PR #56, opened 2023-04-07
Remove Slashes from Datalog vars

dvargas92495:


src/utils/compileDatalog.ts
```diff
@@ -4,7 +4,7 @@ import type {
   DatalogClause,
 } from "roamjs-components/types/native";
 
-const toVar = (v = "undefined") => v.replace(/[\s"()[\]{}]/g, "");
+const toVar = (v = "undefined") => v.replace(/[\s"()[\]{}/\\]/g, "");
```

REQUIREMENT -
Write all of the data above again, exactly as given.

ANSWER TO THIS EXERCISE -
PR #56, opened 2023-04-07
Remove Slashes from Datalog vars

dvargas92495:


src/utils/compileDatalog.ts
```diff
@@ -4,7 +4,7 @@ import type {
   DatalogClause,
 } from "roamjs-components/types/native";
 
-const toVar = (v = "undefined") => v.replace(/[\s"()[\]{}]/g, "");
+const toVar = (v = "undefined") => v.replace(/[\s"()[\]{}/\\]/g, "");
```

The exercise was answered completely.